Sophie wrote her flash fiction piece ‘Breathing Out’ some years ago but decided it could do with another airing after listening to the recent debate on euthanasia.
‘Some elements of what I wrote as a science-fiction piece may be about to become a reality,’ she said.
Sophie worked as a journalist for 15 years. Her work has appeared in local and national magazines and on BBC Radio.
In 2011 she read at the Cheltenham Literature Festival after winning the
Gloucestershire Writers’ Network short story award and in 2015 was invited
to judge the short story element of that competition. She was long listed for the Fish Short Story Prize in 2020 and in 2021 her debut novel, ‘The Green March Hotel’, was one of the 12 finalists in the Mslexia First Novel Competition judged by Hilary Mantel. In 2024, her story ‘Hawk in a High Tree Nest’ was shortlisted for the Bridport Prize.
Read her story at cirenscene.com – just search for her name on the online magazine.
Breathing Out
‘We concentrate on the exhalation,’ she said. He lay on the floor with the others and breathed out. ‘How long can you hold that out breath before you inhale again?’ she asked. His bedroom had reminded him of student days – a single bed, a small ensuite and a pinboard for mementos. It had been murky when he’d left home – the sun a smear behind sour, yellowish clouds. He couldn’t tell what the weather was now. He joined a tour of the facilities – the swimming pool and sauna, yoga and Tai Chi classes. The evening meal was excellent. ‘Can I go for a walk?’ he asked. ‘This is a sealed unit,’ she replied, ‘but we have virtual spring and autumn walks programmed in our leisure suites. Some guests prefer to jump straight to the views from mountain tops or from ships sailing west.’ Her uniform was both crisp and concealing. It reminded him of nuns. ‘How long?’ he asked. ‘Approximately a month,’ she replied. ‘We don’t want to rush anyone. You’re lucky,’ she added, ‘the state-run units are nothing like this.’

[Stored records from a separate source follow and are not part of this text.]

PR #773, opened 2022-07-15
[BIOMAGE-1774] - Check sample file sizes

aerlaut:
# Description
Add a check for sample files. Check if samples have the correct barcodes, features and matrix files.

To test, you'll need to modify the some of your samples to trigger the errors: 
- Invalid barcodes: barcodes has more/less lines than record in matrix. Edit a barcodes.tsv and increase/delete lines.
- Invalid features: features has more/less lines than recorded in matrix. Edit a features.tsv and increase/delete lines.
- Transposed matrix: happens if the number of expected features and barcode files are swapped. Edit a matrix.mtx file and swap the 1st and 2nd entry of the 3rd line (e.g. 100 200 3000 -> 200 100 3000).

If you need help in testing, ask Agi.

# Details
#### URL to issue
https://biomage.atlassian.net/browse/BIOMAGE-1774

https://ui-agi-lumpy-flounder.scp-staging.biomage.net/

N/A

#### Integration test branch
master

# Merge checklist

### Code updates

### Manual/unit testing

### Integration testing

### Documentation updates

### Optional


src/utils/upload/sampleInspector.js
```diff
@@ -0,0 +1,136 @@
...
+  INVALID_TRANSPOSED_MATRIX: 'INVALID_TRANSPOSED_MATRIX',
+};
+
+const verdictText = {
+  [Verdict.INVALID_BARCODES_FILE]: 'Barcodes file is invalid',
+  [Verdict.INVALID_FEATURES_FILE]: 'Features file is invalid',
+  [Verdict.INVALID_TRANSPOSED_MATRIX]: 'Matrix file is transposed',
+};
+
+const CHUNK_SIZE = 2 ** 18; // 250 kb
```
cosa65: What is this chunk size?

src/utils/upload/processUpload.js
```diff
@@ -129,12 +131,25 @@ const processUpload = async (filesList, sampleType, samples, experimentId, dispa
...
+    const { valid, verdict } = await inspectSample(sample);
+    const validationMessage = verdict.map((item) => `${verdictText[item]}`).join('\n');
+
     const filesToUploadForSample = Object.keys(sample.files);
 
+    if (!valid) {
+      pushNotificationMessage('error', `Error uploading sample ${name}: ${validationMessage}`);
+      return;
+    }
+
```
cosa65: I was thinking instead of showing a validation error we could show these errors in `FileUploadModal`. We already perform some checks in `onDrop`, so maybe just add that there?

That way they can see more easily exactly what file is wrong and how instead of getting a lot of push notifications.

src/utils/upload/sampleInspector.js
aerlaut: chunk size is the size of file that we want to process at a time. To process the file, we don't open the file at once, but take it part by part (as large as chunk sizes). This allows us to process large files without having to load all of them into memory

src/utils/upload/processUpload.js
aerlaut: We can't, because the files aren't yet uploaded in the file upload modal, and we need to open the file to check its validity

cosa65: After speaking in a call, we can do this (we don't need the files to be uploaded to perform these checks) but it involves some ux design steps first so it was decided to move it to another ticket so I am resolving this comment

src/utils/upload/sampleInspector.js
cosa65: that's great! could you add a comment explaining that?

cosa65:
with the (valid) WT1 sample I am getting that the features file is invalid.

I also tried with some bigger experiments and I nothing seems to happen (I don't get any invalid error but the samples don't show up either)

src/utils/upload/sampleInspector.js
```diff
@@ -0,0 +1,136 @@
...
+  const numFeaturesLines = await getNumLines(features);
+
+  const verdict = [];
+  const valid = numBarcodeLines === barcodeSize && numFeaturesLines === featuresSize;
+
+  const isSampleTransposed = numBarcodeLines === featuresSize && numFeaturesLines === barcodeSize;
+  const isBarcodesInvalid = numBarcodeLines !== barcodeSize;
+  const isFeaturesInvalid = numFeaturesLines !== featuresSize;
+
+  if (isSampleTransposed) { verdict.push(Verdict.INVALID_TRANSPOSED_MATRIX); } else {
```
kafkasl: I think that considering we have the information about how many numbers of lines we are expecting and which ones are not matching we can do a better job on error reporting than "Invalid matrix file". We can provide more info like "Invalid matrix file. Barcodes contains 25k genes but matrix has 30k genes" or stuff like that maybe even simpler like "Number of features not matching"

src/__test__/data/mock_files/barcodes.tsv
```diff
@@ -0,0 +1,2 @@
+AAACCCATCAAACCTG-1
```
kafkasl, line 1: is it intentional to add both the `barcodes.tsv` and `barcodes.tsv.gz`?

src/utils/upload/sampleInspector.js
aerlaut: Turns out we can't arbitrarily take chunks out of files and read them separately. Part of the GZIP compression works by changing repetitive characters into "pointers" to a previous part located in the earlier part of the file. If we take a middle slice of the file arbitrarily, some pointers will lose reference to the earlier part because they are not included in the slice.

The file is divided into blocks which, I think, should be able to be decoded independently. However, this will require more reading time and understanding, because it seems that block sizes might vary. More info on GZIP compression: https://commandlinefanatic.com/cgi-bin/showarticle.cgi?article=art001

Looking at available samples, the bulk of data is located in the matrix file. The size of features and barcodes files are not much (in the order of 10 MB). For these files, I think we can decompress them into memory without slicing them.

src/__test__/data/mock_files/barcodes.tsv
aerlaut: yup, so that we can just use the gzipped file and not have to gzip the unzipped file everytime we test.

src/utils/upload/sampleInspector.js
aerlaut: Error message changed

src/utils/upload/sampleInspector.js
```diff
@@ -0,0 +1,136 @@
...
+  const fileArrBuffer = await fileObject.slice(0, 500).arrayBuffer();
+
+  matrixHeader = compressed
+    ? await decode(await decompress(fileArrBuffer))
+    : await decode(fileArrBuffer);
+
+  // The matrix header is the first line in the file that splits into 3
+  header = matrixHeader.split('\n').find((line) => line.split(' ').length === 3);
+
+  const [featuresSize, barcodeSize] = header.split(' ');
```
kafkasl: You are not checking that the number of lines in the matrix matches the header (the 3rd parameter in the header). I have tried to just remove lines from the bottom and it passes the validation.

src/utils/upload/sampleValidator.js
```diff
@@ -0,0 +1,121 @@
...
+  const features = sample.files['features.tsv.gz'] || sample.files['features.tsv'] || sample.files['genes.tsv.gz'] || sample.files['genes.tsv'];
+  const matrix = sample.files['matrix.mtx.gz'] || sample.files['matrix.mtx'];
+
+  const [
+    expectedNumFeatures,
+    expectedNumBarcodes,
+  ] = await extractSampleSizes(matrix);
+
+  const numBarcodesFound = await getNumLines(barcodes);
+  const numFeaturesFound = await getNumLines(features);
```
aerlaut, line 91: There are error messages for invalid matrix file size, but I don't see it getting checked here. Are we checking the matrix file size? @kafkasl

kafkasl: no, I removed it

kafkasl (approved):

The place he loved and returned to again and again over the coming weeks was the poetry room. The poems, thousands of them, were written on A4 paper and protected from decay by sheets of glass fixed to the floors, walls and ceilings. ‘It’s beautiful,’ he had exclaimed on first seeing it. She smiled and nodded. ‘It seems to be an impulse,’ she said, ‘and we cherish them.’
His daughter had cried. His retirement notice arrived the day after his 70th birthday. He possessed savings enough to postpone it by five years but wanted his death to be his gift to her and his granddaughter. ‘The old must make way for the young,’ he said as he kissed her goodbye. ‘That is the way of things. I am happy.’

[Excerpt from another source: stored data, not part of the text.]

PR #789, opened 2022-08-01
Fix cell sets racing condition and improve cell sets redux status checking

cosa65:


src/components/plots/FrequencyPlot.jsx
```diff
@@ -23,13 +23,13 @@ const FrequencyPlot = (props) => {
   const [plotSpec, setPlotSpec] = useState({});
 
   useEffect(() => {
-    if (cellSets.loading && !cellSets.error) {
```
cosa65, line 26: `cellSets.loading` here was unnecessary, it is being checked inside `loadCellSets` already

src/components/plots/styling/SelectData.jsx
```diff
@@ -72,12 +67,12 @@ const SelectData = (props) => {
...
-  if (!config || cellSetsLoading) {
-    return <Skeleton.Input style={{ width: 200 }} active />;
+  if (cellSets.error) {
+    return <InlineError message='Error loading cell set' />;
   }
 
-  if (cellSetsError) {
-    return <InlineError message='Error loading cell set' />;
+  if (!config || !cellSets.accessible) {
+    return <Skeleton.Input style={{ width: 200 }} active />;
```
cosa65, line 74: Reordered so that error is checked first (accessible includes error)

src/redux/selectors/cellSets/getCellSets.js
```diff
@@ -2,6 +2,20 @@ import createMemoizedSelector from 'redux/selectors/createMemoizedSelector';
...
-const getCellSets = () => (state) => (Object.keys(state).length ? state : initialState);
+const getCellSets = () => (state) => {
+  const stateToReturn = (Object.keys(state).length ? state : initialState);
+
+  const accessible = !(
+    stateToReturn.loading
+    || stateToReturn.initialLoadPending
+    || stateToReturn.updatingClustering
+    || stateToReturn.error
+  );
```
aerlaut: I think the `!(...)` is very easy to miss. This is equal to `!stateToReturn.loading && ...` right? I think it's easier written that way.

src/redux/selectors/cellSets/getCellSets.js
```diff
@@ -2,6 +2,20 @@ import createMemoizedSelector from 'redux/selectors/createMemoizedSelector';
...
+
+  return {
+    ...stateToReturn,
+    accessible,
+  };
```
aerlaut, line 16: Why not just store `accessible` as a property? I think the idea of having `accessible` is good. However, returning it as an additional export from `getCellSets()` forces us to always use `getCellSets()` if we want to check for accesibility.

src/components/plots/ContinuousEmbeddingPlot.jsx
```diff
@@ -36,7 +36,7 @@ const ContinuousEmbeddingPlot = (props) => {
   const [plotSpec, setPlotSpec] = useState({});
 
   useEffect(() => {
-    if (cellSets.loading && !cellSets.error) {
+    if (!cellSets.error) {
```
kafkasl: some questions:
1. when we load a new embeddings method the old cellsets are discarded so we need to reload them again, is that right?
2. this useEffect() depending on `experimentId` makes sense? how can the experimentId change while staying on the same plot? afaik the only way for the experimentId to change is to navigate to another experiment (which will be a new page) and hence the cellsets can be loaded as part of the initial load. Is that true?

src/redux/actions/cellSets/loadCellSets.js
```diff
@@ -7,19 +7,22 @@ import endUserMessages from 'utils/endUserMessages';
...
 const loadCellSets = (experimentId, forceReload = false) => async (dispatch, getState) => {
   const {
-    loading, error, updatingClustering,
+    loading, error, updatingClustering, initialLoadPending,
   } = getState().cellSets;
 
-  if (!forceReload && ((!loading && !error) || updatingClustering)) {
-    return null;
-  }
+  const loadingAlreadyReserved = loading || updatingClustering;
```
kafkasl: what does `loadingAlreadyReserverd` mean? the name is not very clear to me, does it mean that the load request has already been sent?

src/redux/selectors/cellSets/getCellSets.js
kafkasl: I agree, it's more clear also that none of the conditions should be true (using &&)
```
! stateToReturn.loading
&& !stateToReturn.initialLoadPending
&& !stateToReturn.updatingClustering
&& !stateToReturn.error
```

src/redux/selectors/cellSets/getCellSets.js
cosa65: I think it's better to store no more data than the absolute necessary and then derive properties from that data stored. (it makes it easy to keep the data consistent and avoid weird behaviors because we forget to set some property that depends on other props, there's less stuff to keep track of).

However, I do see your point on the fact that having it in `getCellSets()` makes us dependent on it. To deal with that I could add another selector that returns whether cell sets is `accessible` or not to make this accessible property more directly usable. (I saw some examples of this usage in the redux page)

src/redux/actions/cellSets/loadCellSets.js
cosa65: It means that either:
> load request has already been sent
or the clustering is being updated, so there's no point in fetching outdated cell sets until the new cell sets clustering is done. 

I'll look into changing the name

src/redux/selectors/cellSets/getCellSets.js
cosa65: image

> We specifically recommend that Redux apps should [keep the Redux state minimal, and derive additional values from that state whenever possible](https://redux.js.org/style-guide/#keep-state-minimal-and-derive-additional-values).

https://redux.js.org/usage/deriving-data-selectors

aerlaut: Hmm... then instead of returning an object with 2 items, maybe return null if the cellSets is not ready? I don't think it's nice to have another selector just to check accessibility

cosa65: the new selecotr is memoized so there isn't any performance impact there)

cosa65: > maybe return null if the cellSets is not ready

if we return `null` then we can't read whether it was an error or what happened exactly

cosa65: Resolved over slack, we decided to keep the original version with `accessible` in `getCellSets`

src/redux/actions/cellSets/loadCellSets.js
cosa65: Renamed to `loadingBlocked`

src/components/plots/ContinuousEmbeddingPlot.jsx
cosa65: > 1. when we load a new embeddings method the old cellsets are discarded so we need to reload them again, is that right?

No, the cell sets are always the same (the ones stored in the cell-sets-* bucket). They just need to be downloaded if they haven't been yet.

What's happening here is it's calling `loadCellSets` but after the cellSets are loaded the first time nothing will happen anymore. Actually, having `loadCellSets` in this `useEffect` is probably a bit confusing, it would be more clear for it to be in a `useEffect` of its own without any dependency.

> 2. this useEffect() depending on experimentId makes sense? 

No, it doesn't, I'll remove that.

kafkasl (approved):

He read many of the poems. Often, they were awkward, shoddy things and this moved him more. What impulse was it that had led people to try and press some final expression of themselves into words they had rarely used in their lives? Was there some secret thing, revealed, at this moment of crisis in their existence, that demanded to be heard in this way?
‘They are the tuneless songs of the dying,’ he told her after he had, at last, asked for his own paper and pen. ‘They are a final, blessed exhalation of something we cannot understand.’
‘Close your eyes and breathe out gently,’ she said.